WHAT IS BEING ASKED: Each line of the material below that holds the word "only" needs to be copied.

SOURCE DATA:
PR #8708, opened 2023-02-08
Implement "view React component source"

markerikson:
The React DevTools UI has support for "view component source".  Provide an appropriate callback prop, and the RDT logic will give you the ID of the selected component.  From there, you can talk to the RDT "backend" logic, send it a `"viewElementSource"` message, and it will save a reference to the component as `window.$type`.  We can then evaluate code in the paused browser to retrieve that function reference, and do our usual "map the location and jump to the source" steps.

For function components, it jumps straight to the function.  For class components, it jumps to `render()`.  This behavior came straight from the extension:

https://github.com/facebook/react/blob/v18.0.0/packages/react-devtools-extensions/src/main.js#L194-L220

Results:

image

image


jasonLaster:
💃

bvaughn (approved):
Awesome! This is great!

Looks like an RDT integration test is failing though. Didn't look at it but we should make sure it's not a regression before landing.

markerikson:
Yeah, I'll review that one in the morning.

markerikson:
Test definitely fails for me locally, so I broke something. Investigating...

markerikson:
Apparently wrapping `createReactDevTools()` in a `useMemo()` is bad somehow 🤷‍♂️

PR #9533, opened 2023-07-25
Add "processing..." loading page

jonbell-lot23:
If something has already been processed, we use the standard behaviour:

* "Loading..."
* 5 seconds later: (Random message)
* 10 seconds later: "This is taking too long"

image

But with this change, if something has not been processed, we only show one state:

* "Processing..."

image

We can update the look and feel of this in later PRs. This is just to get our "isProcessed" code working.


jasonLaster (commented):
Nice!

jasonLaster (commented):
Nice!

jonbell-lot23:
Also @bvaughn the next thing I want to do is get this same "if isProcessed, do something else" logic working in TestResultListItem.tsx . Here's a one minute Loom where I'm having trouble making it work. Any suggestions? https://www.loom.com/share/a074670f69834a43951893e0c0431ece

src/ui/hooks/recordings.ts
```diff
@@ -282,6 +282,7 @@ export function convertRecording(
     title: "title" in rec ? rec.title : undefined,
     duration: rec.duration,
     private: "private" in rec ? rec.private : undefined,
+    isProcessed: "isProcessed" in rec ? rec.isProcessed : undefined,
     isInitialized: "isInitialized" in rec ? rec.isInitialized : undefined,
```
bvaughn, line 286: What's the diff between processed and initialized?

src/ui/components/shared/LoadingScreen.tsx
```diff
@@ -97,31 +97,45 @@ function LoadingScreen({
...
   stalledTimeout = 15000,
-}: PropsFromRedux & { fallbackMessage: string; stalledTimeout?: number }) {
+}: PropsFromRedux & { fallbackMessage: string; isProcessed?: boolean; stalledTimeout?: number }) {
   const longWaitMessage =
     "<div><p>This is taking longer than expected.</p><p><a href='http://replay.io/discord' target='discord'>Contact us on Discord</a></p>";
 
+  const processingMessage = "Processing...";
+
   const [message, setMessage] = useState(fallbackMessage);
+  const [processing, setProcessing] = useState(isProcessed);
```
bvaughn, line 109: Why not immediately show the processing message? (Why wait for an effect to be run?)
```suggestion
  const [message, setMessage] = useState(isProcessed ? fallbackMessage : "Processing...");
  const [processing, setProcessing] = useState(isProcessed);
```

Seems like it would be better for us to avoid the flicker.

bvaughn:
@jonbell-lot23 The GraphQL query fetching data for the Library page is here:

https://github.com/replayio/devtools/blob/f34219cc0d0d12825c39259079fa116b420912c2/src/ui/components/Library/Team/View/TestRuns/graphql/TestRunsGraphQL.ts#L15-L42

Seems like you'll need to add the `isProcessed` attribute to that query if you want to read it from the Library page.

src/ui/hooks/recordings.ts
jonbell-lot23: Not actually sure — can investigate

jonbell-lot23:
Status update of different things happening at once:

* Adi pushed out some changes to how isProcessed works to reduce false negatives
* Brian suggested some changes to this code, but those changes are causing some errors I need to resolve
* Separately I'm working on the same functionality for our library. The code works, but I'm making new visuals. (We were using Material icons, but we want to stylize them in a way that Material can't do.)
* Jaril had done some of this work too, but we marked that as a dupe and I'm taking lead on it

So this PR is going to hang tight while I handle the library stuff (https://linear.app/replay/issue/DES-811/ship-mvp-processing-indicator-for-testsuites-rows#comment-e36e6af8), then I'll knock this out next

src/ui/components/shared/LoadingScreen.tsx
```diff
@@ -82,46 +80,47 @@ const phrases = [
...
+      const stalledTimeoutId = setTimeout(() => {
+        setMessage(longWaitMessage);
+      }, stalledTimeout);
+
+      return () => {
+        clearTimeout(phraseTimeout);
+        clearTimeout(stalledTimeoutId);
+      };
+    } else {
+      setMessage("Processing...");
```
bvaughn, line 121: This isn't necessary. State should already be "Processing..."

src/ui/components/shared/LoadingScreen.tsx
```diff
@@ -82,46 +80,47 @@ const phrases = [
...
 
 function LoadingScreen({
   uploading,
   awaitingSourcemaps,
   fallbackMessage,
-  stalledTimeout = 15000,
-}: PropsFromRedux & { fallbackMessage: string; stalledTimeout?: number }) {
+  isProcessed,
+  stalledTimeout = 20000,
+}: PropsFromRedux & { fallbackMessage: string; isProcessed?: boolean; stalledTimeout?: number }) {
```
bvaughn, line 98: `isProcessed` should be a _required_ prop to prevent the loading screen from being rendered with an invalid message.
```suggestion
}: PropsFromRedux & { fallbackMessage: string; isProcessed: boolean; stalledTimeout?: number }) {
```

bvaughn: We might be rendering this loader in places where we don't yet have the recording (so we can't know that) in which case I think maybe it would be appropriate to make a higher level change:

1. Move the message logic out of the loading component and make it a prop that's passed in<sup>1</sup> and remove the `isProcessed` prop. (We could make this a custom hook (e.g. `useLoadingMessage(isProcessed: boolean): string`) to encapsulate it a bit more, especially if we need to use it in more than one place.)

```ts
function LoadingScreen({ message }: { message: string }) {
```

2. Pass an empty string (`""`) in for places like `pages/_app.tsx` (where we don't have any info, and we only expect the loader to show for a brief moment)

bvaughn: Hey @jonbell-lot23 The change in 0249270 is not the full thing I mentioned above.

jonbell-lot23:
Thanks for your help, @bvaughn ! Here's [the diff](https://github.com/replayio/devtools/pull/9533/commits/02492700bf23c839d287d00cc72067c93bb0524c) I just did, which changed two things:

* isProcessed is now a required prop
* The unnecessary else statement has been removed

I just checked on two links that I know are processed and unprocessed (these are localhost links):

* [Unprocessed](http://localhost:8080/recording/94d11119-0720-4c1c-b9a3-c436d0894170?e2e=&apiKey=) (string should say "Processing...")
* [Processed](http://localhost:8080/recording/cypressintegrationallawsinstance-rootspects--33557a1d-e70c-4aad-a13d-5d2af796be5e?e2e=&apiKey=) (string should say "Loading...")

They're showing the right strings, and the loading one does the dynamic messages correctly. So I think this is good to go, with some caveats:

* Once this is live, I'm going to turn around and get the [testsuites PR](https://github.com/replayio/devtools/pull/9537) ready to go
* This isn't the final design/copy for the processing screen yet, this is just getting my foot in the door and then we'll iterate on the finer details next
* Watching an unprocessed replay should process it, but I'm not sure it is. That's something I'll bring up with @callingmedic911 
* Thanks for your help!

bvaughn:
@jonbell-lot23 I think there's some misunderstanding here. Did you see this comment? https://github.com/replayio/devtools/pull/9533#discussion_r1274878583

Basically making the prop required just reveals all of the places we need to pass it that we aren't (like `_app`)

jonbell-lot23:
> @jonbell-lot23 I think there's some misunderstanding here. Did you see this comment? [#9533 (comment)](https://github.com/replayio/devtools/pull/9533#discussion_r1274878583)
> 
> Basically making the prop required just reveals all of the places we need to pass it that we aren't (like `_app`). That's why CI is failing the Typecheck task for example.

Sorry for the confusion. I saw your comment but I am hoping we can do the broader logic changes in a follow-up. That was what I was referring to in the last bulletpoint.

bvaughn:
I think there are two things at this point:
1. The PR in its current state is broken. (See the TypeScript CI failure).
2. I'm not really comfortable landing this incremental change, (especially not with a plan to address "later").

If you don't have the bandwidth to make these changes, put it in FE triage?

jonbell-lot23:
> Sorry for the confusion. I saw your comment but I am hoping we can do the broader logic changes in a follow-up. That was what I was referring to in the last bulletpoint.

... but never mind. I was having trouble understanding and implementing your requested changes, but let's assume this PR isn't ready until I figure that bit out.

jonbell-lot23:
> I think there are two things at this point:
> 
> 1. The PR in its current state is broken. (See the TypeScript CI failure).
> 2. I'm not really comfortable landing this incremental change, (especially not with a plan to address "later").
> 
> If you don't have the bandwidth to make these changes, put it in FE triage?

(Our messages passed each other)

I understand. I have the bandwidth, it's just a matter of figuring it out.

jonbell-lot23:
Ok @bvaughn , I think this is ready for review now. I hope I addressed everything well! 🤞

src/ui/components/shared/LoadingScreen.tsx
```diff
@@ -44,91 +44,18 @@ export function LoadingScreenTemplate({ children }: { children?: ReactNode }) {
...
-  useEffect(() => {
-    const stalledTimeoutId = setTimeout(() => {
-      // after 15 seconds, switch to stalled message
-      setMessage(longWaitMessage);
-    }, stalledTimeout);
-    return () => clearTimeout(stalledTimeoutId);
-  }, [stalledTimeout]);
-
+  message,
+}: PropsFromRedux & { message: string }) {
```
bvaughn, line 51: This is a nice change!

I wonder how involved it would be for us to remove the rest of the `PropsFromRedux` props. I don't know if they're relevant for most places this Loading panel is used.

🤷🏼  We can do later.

ANSWER SECTION:
But with this change, if something has not been processed, we only show one state:
2. Pass an empty string (`""`) in for places like `pages/_app.tsx` (where we don't have any info, and we only expect the loader to show for a brief moment)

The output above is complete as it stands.